Accurate schedules are based on the experience of the same team, using the same technologies, solving similar problems.

This is the most frustrating part of software estimation, and requires a large ego check by technical people when looking at a new project. Programmers tend to think that the new project is not much different than something they have done before. The thinking goes, “I have been working with Java for two years, so this new Java project shouldn’t be hard” or “We have put up an Apache server on Windows 2003 before, so we’ll just do it again.” The reality is that even if everyone on your team has a computer science degree and ten years of programming experience, new software projects are often very different from previous projects.

Consider the following scenario from outside of the software world…. A commercial building company is experienced and fast at constructing standard office buildings between three and ten floors tall, using a steel frame, brick exterior, open interior design, on stable bedrock sites. They can confidently and accurately predict the time and cost for constructing another such building, with minor variations from their previous projects. Now, imagine that you ask this company to construct a hospital that is 100 stories tall, using a radical tilting design, on top of a seismic fault. The hospital is to be built from standard steel and bricks.

The construction company would make a major blunder if they thought they could provide a time and price estimate for this hospital. Even though it uses the same raw materials they normally work with, the design and constructions problems are far outside their scope of expertise (and perhaps beyond anyone’s expertise). Many software projects suffer from the same “we’ve done something like this before” problem. A new piece of software written in Java on Linux may be nothing like anything ever created by humans, even when the team has lots of experience with Java on Linux.

If your software team has built ten compilers, for modern procedural programming languages, generating machine instructions for industry-standard CPUs, and you are asked to build an eleventh such compiler, you can confidently estimate this project. But, don’t fool yourself into thinking your team is in this enviable situation; you usually are not. Solving new software problems is hard, and hard to estimate, even if you have previously used some of the raw materials.

This is a major point of the CMMI process framework from the Software Engineering Institute at Carnegie Mellon. In their terminology, software schedules are accurate only when the software process is “repeatable.”

Conclusion

I know what you might be thinking: “This is nice software engineering theory, Chuck. And it is swell of you to dispense this wisdom from an ivory tower.
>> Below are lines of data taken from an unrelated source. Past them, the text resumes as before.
PR #50118, opened 2018-10-18
Add parameter named pillar_cache_env

rongzeng54:
### What does this PR do?
Considering the production environment, the difference in the frequency of use of different pillar environments is huge and should be treated differently.

No

### Previous Behavior
No matter what pillarenv is, always store the pillar cache.

### New Behavior
Only cache the pillar data for specified environment. Default is base.

### Tests written?
No

### Commits signed with GPG?
No

### DIFF
--- a/conf/master
+++ b/conf/master
@@ -1006,6 +1006,10 @@
 # pillar is recompiled and stored. A value of 0 will cause the cache to always be valid.
 #pillar_cache_ttl: 3600
 
+# If and only if a master has set ``pillar_cache: True``, the cache env controls the
+# pillarenv of pillar data, before the cache is considered stored by a master.
+#pillar_cache_env: 'base'
+
 # If and only if a master has set `pillar_cache: True`, one of several storage providers
 # can be utilized.
 #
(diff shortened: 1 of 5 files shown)


conf/master
```diff
@@ -1006,6 +1006,10 @@
 # pillar is recompiled and stored. A value of 0 will cause the cache to always be valid.
 #pillar_cache_ttl: 3600
 
+# If and only if a master has set ``pillar_cache: True``, the cache env controls the
+# pillarenv of pillar data, before the cache is considered stored by a master.
+#pillar_cache_env: 'base'
```
gtmanfred: This should probably be a list, so that you can provide more than just one environment if you wanted to.

gtmanfred (changes requested):

conf/master
rongzeng54: now dont support cache multi pillarenv, shoule we support ?

rongzeng54: yes. but seems pillar_cache can only work for one env at the same time.

gtmanfred: That should not be true, it should be caching the pillar dictionary on a per minion basis.

Looking at this closer, i am not sure this is a good approach to this, because any case that this is tried to be used without a pillarenv set, and just environments assigned in the top file, this will not work, which is bad because using environments from a top file is the default.

rongzeng54: hmm, i think i found a bug. i will commit another pr for fix it.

But, I have a real project right now, and my boss wants to know how long it is going to take.”

Yes, there are real pressures from customers, competitors, and managers. I’ve been there. Unfortunately, large software projects tend to have a life of their own. The lines of code you are writing don’t know that XYZ Corp is about to release a competing product before yours, or that your boss’s boss is yelling at you. Wishing that your program will work quickly won’t make it so.

Showing up for work each day to battle an impossible project deadline consumes a huge amount of time and energy. Ironically, an ongoing schedule battle takes time away from doing a good job on the software. Recognizing that a software project is hard, and hard to estimate accurately, frees you to work on it in a realistic manner. Fred Brooks made this point twenty years ago in his essay No Silver Bullet and it is still true today.

Acknowledgements

My thanks to Judy Stafford (my advisor at Tufts) and Charles Connell IV (my son) for their comments on this article, and to Alice Childress for help with the title.

About the Author

Chuck Connell is a software consultant in Woburn, MA and a PhD student at Tufts University, focusing on software engineering. He can be reached at www.chc-3.com.

End Note

  1. The origin of the phrase “cone of uncertainty” is unclear, based on a Google search. It is likely that a diagram of this cone, and the general concept, was introduced by Barry Boehm, while the phrase was coined and popularized by Steve McConnell.